In a research article, Guo and colleagues (9) report an important translational study on the potential therapeutic effect of CDs synthesized from Lycium barbarum against radiation-induced bone injury in a rat model of ORN. The group of the co-authors are all affiliated with the Department of Oromaxillofacial, Head & Neck Oncology and College of Stomatology, which explains its focus on mainly jaw bones. The main translational outcomes of this study are that CDs alleviated radiation-induced bone injury and stimulated osteogenesis surrounding titanium implants (9).

Nanoparticles

CDs are innovative nanoparticles with stable physicochemical properties and good biocompatibility that are receiving a lot of attention in biomedical applications (10,11). CDs have been shown to increase osteogenic activity (12). Shao and colleagues reported both tracking and the osteogenic potential of citric acid-based CDs in rat bone marrow mesenchymal stem cells (BMSCs). The authors demonstrated that the presence of CDs effectively facilitated osteogenic differentiation of the BMSCs via ROS-mediated MAPK pathway (13). Jin and colleagues reported ascorbic acid CDs which promote osteoblasts differentiation by activation of endoplasmic reticulum stress and PERK-eIF2α-ATF4 pathway by inducing calcium leakage in the endoplasmic reticulum of osteoblasts (14). Wan and colleagues reported dexamethasone CDs that can stimulate the bone immune microenvironment and further accelerate the differentiation of BMSCs to facilitate bone tissue healing (15). We conducted one study in our Musculoskeletal Genetics Laboratory where zebrafish were treated with nitrogen-doped CDs functionalized with hydroxyapatite nanoparticles (NCDs-HA) for up to 35 days after jaw resection surgery (16).
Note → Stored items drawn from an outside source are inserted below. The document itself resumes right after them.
PR #888, opened 2016-03-23
Change SCUpgrade tests to assume we are always on 2.1

ptnapoleon:
@mambocab to review.

We don't test on 2.0 anymore, so we should step always assume we're on 2.1. Easier than doing complicated version checking code.


mambocab:
+1, merge away

PR #1384, opened 2016-11-14
Fix regex for large compaction warning test

ptnapoleon:
Fixes c-12119

Anyone to review


ptnapoleon:
Travis is failing, but that is unrelated to this PR. A new version of flake8 came out, which is picking up different errors. That shouldn't (and won't) be fixed in this PR.

PR #1385, opened 2016-11-15
add new supercolumn upgrade tests

smccarthy788:
@ptnapoleon, for your review.

I replaced the old super column tests seeing as the driver does not work with 1.2 anymore.

CI here: https://cassci.datastax.com/view/Parameterized/job/parameterized_dtest_multiplexer/363


ptnapoleon:
+1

Our findings demonstrated that NCDs-HA nanoparticles induced MC3T3-E1 osteoblast line differentiation and proliferation; ensuing micro-CT (µCT) analyses affirmed the ability of NCDs-HA nanoparticles to accelerate regeneration in a zebrafish jawbone (16). In their fundamental work, Guo and colleagues (9) went further; they explored the mechanism behind such remarkable benefits of the CDs.
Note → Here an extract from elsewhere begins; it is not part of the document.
PR #1388, opened 2016-11-16
Update bootstrap test following pcmanus/ccm#557

beobal:
The changes to subprocess' stdout/stderr when starting a ccm node seem to have broken simultaneous_bootstrap_test. The changes I've made fix the test, but there may be better ways to acheive that.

Their CDs were synthesized from Lycium barbarum, a fruit (berry) used in traditional Chinese medicine for thousands of years. Among the effects of L. barbarum are antioxidant, antiaging, anti-inflammatory, and immunoregulatory effects. Guo et al. (9) synthesized CDs from L. barbarum using a hydrothermal strategy. Analysis using high-resolution transmission electron microscopy (HR TEM) showed that these CDs were well dispersed with an average diameter of 3.5 and 0.32 nm lattice spacing. The absolute fluorescence quantum yield of these CDs was up to 67%. The functional groups and the chemical structure of CDs were also validated by X-ray photoelectron spectroscopy (XPS) and Fourier transform infrared (FTIR) spectrometry.

Therapeutic effect

Rat model of ORN was established by mandibular first molar extraction after radiotherapy and the CDs were delivered by local injection (9). We remember that the study was performed by the oral and maxillofacial surgery experts, therefore osseointegration of dental titanium implants installed in irradiated bone was tested and—together with osteogenesis—shown to be promoted by CDs. The authors demonstrated that CDs exhibited excellent biocompatibility and promoted osteogenic differentiation of BMSCs more than adipogenic differentiation.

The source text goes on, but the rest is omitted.